# Back?



## Knocking (Sep 9, 2008)

Hey, I've been here before, but it has been over a year, so I thought I just throw out a greeting to you all.  Can't wait to get back into the forum. 

God bless
Keep Writing.


----------



## tepelus (Sep 9, 2008)

Welcome back!


----------



## Knocking (Sep 9, 2008)

Thanks so much!


----------



## Shinn (Sep 9, 2008)

Hi there Knocking and welcome back


----------



## Knocking (Sep 9, 2008)

Thank you.


----------



## Nickie (Sep 10, 2008)

Welcome back!


Nickie


----------



## Tiamat (Sep 10, 2008)

Hey there and welcome back!


----------



## Knocking (Sep 10, 2008)

Thank you both!


----------



## wacker (Sep 11, 2008)

Wecome back!

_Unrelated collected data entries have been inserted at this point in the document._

PR #1609, opened 2022-04-13
fix: crashes with autocomplete inputs in Campaigns wizard and CategoryAutocomplete

dkoo:
### All Submissions:

Fixes two JS errors that result in a hard crash when "selecting" an undefined item in the autocomplete fields in the Campaigns wizard UI. The change to `assets/components/src/category-autocomplete/index.js` will require a new NPM version release to fix in the NPM package.

Closes https://github.com/Automattic/newspack-popups/issues/810.

1. On `master`, visit the **Newspack > Campaigns** wizard. Click the settings icon to open the settings modal:

Screen Shot 2022-04-13 at 5 20 06 PM

2. In the Category, Tag, or Category/Tag Exclusion fields, start typing in a term and hit enter without having a term highlighted. Observe that the UI crashes with a JS console error.
3. Check out this branch and repeat, confirming that the UI does not crash and that hitting enter is harmless and doesn't result in changing the autocomplete input's value.

### Other information:

### DIFF
--- a/assets/wizards/popups/components/settings-modal/index.js
+++ b/assets/wizards/popups/components/settings-modal/index.js
@@ -178,9 +178,7 @@ const PromptSettingsModal = ( { prompt, disabled, onClose, segments, updatePopup
 								onChange={ tokens =>
 									setPromptConfig( {
 										options: {
-											excluded_categories: tokens
-												.filter( token => token?.id )
-												.map( token => token.id ),
+											excluded_categories: tokens.map( token => token.id ),
 										},
 									} )
 								}
@@ -198,7 +196,7 @@ const PromptSettingsModal = ( { prompt, disabled, onClose, segments, updatePopup
 								onChange={ tokens =>
 									setPromptConfig( {
 										options: {
-											excluded_tags: tokens.filter( token => token?.id ).map( token => token.id ),
+											excluded_tags: tokens.map( token => token.id ),
 										},
 									} )
 								}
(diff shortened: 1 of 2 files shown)


assets/wizards/popups/components/settings-modal/index.js
```diff
@@ -191,7 +198,18 @@ const PromptSettingsModal = ( { prompt, disabled, onClose, segments, updatePopup
 								hideHelpFromVision
 								taxonomy="tags"
 								value={ excludedTags || [] }
-								onChange={ tokens => setPromptConfig( { options: { excluded_tags: tokens } } ) }
+								onChange={ tokens => {
+									return setPromptConfig( {
+										options: {
+											excluded_tags: tokens.reduce( ( acc, token ) => {
+												if ( token?.id ) {
```
adekbadek, line 205: Why shouldn't the `CategoryAutocomplete` component do the filtering?

dkoo: The `onChange` function is passed as a prop to `CategoryAutocomplete`. I tried adding some filtering to the `handleOnChange` helper in the component, but it doesn't prevent the `undefined` error so the filtering is still required in the function passed as `onChange`.

That said, cc662e7 does handle the filtering in a slightly more readable way, and I retained the extra filtering in `CategoryAutocomplete` just in case.

adekbadek: If the filtering happens after the mapping in `handleOnChange`, the value passed to the `onChange` will always be valid (there will be no need for filtering in `onChange`):

```js
const allValues = tokens
	.map( token => ( 'string' === typeof token ? suggestions[ token ] : token ) )
	.filter( Boolean );
```

dkoo: Ah, you're right. Updated in 94a399e. I was putting `filter` before the `map`, which was still causing the `undefined` error.

adekbadek (approved):

PR #1653, opened 2022-05-18
Fix/ga4 on amp

adekbadek:
### All Submissions:

Adds GA4 support to AMP pages.

#### Questions 

- Is the ping to DoubleClick (`stats.g.doubleclick.net`) necessary? I'm assume it's analytics for GAM – cc @kmwilkerson 

1. Ensure a GA4 property is configured in Site Kit:

image

2. Load an AMP page in an incognito session, observe in your GA4 dashboard* (real-time view) that a visit has been recorded 

\* Search for the GA4 property in the [same old GA dashboard](https://analytics.google.com/analytics/web) 

### Other information:


includes/class-analytics.php
```diff
@@ -838,5 +839,41 @@ protected static function output_js_ini_load_event( $event ) {
 		</script>
 		<?php
 	}
+
+	/**
+	 * Add GA4 analytics support to AMP pages.
+	 */
+	public static function insert_ga4_analytics() {
+		if ( function_exists( 'is_amp_endpoint' ) && ! is_amp_endpoint() ) {
```
miguelpeixe, line 847:
```suggestion
		if ( ! function_exists( 'is_amp_endpoint' ) || ! is_amp_endpoint() ) {
```

If the function doesn't exist, should assume AMP is not installed and also return.

miguelpeixe (changes requested):
Working as described! Only one minor fix below

includes/class-analytics.php
adekbadek: This will have the same effect, if the function does not exist then the right-hand side of `&&` won't be evaluated. That's how it's done in [other](https://github.com/Automattic/newspack-plugin/blob/e89eda4e1b01f4799865b592b1bf9be14d0ee7e4/includes/class-nrh.php#L169) [places](https://github.com/Automattic/newspack-plugin/blob/e89eda4e1b01f4799865b592b1bf9be14d0ee7e4/includes/class-analytics.php#L562), so I'd prefer to keep it consistent.

miguelpeixe: But there's a logic error.

This is fine when evaluating `function_exists( 'is_amp_endpoint' ) && is_amp_endpoint()` to return if AMP is available and active. To have the opposite effect you should either `! ( function_exists( 'is_amp_endpoint' ) && is_amp_endpoint() )` or `! function_exists( 'is_amp_endpoint' ) || ! is_amp_endpoint()`.

PR #1656, opened 2022-05-19
Setup Wizard: Remove theme selection from setup wizard

### LINKED ISSUE #1544: Remove theme selection from design setup tool
When walking through the Newspack setup tool (`/wp-admin/admin.php?page=newspack-setup-wizard#/design`), the user is asked to choose from one of Newspack's six themes. However, Newspack's staff designer is choosing the theme during our "Newspackification" process. So any choice there is likely to be replaced with a better option more suited to their needs.

The setup tool should default to the Newspack parent theme and not present alternatives to the publisher.

We could alternatively present more contextual information about what the strengths and raisons d'etre for each theme are, allowing the publisher to make an informed choice that is less likely to need to be overridden during Newspackification.

Or we could still default to the parent theme and ask the user, "Using the information you are about to provide, our staff designer will choose an appropriate theme for you. Do you wish to suggest a particular one?"

**Additional context**
Some publishers have been stymied by this step in the design process and have halted their progress, retreating to Slack to seek guidance from their TAM. Removal of this step would streamline and expedite this process.

laurelfulford:
### All Submissions:

This PR removes the theme selection step from the Setup Wizard (but keeps it on the regular Site Design screen).

Closes #1544

2. Run the Newspack Setup Wizard; confirm that when you get to the Design tab of the setup, it starts with the Homepage Patterns rather than theme selection:

image

3. Complete the wizard.
4. Navigate to Dashboard > Newspack > Site Design and confirm that the theme selection is still at the top. 

(As an aside, I'd appreciate some feedback on whether `! isPartOfSetup` was a good choice here -- it felt weird to me to test for a `false` since every other check in the file for `isPartOfSetup` was checking for `true`, but I might be overthinking this! 😅). 

### Other information:

### DIFF
--- a/assets/wizards/site-design/views/main/index.js
+++ b/assets/wizards/site-design/views/main/index.js
@@ -1,7 +1,7 @@
 /**
  * WordPress dependencies
  */
-import { useEffect, useState } from '@wordpress/element';
+import { useEffect, useState, Fragment } from '@wordpress/element';
 import { alignCenter, alignLeft } from '@wordpress/icons';
 import { __ } from '@wordpress/i18n';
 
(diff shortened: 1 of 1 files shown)


adekbadek (approved):
>  it felt weird to me to test for a false since every other check in the file for isPartOfSetup was checking for true

That's fine – `WebPreview` should be display only on setup, hence the positive check, and `ThemeSelection` _unless_ it's setup, hence the negative check.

Unlike yourself, I keep on knocking but I can't get in.


----------



## Knocking (Sep 11, 2008)

Thank you    Oh darn....on what door are you knocking?


----------



## wacker (Sep 12, 2008)

It was not a door but a police station. I tried my best to get in, but they tlod me that the psychiatric unit was dow the road and would be welcomed there anytime. 

So off I go like a good little puppy, delighted with life that someone was taking me in. What I didn't know was the length of time I would have to serve there. 12 blooming years.


----------



## Knocking (Sep 12, 2008)

lol  Oh geez.  Poor puppy.  *pats head*


----------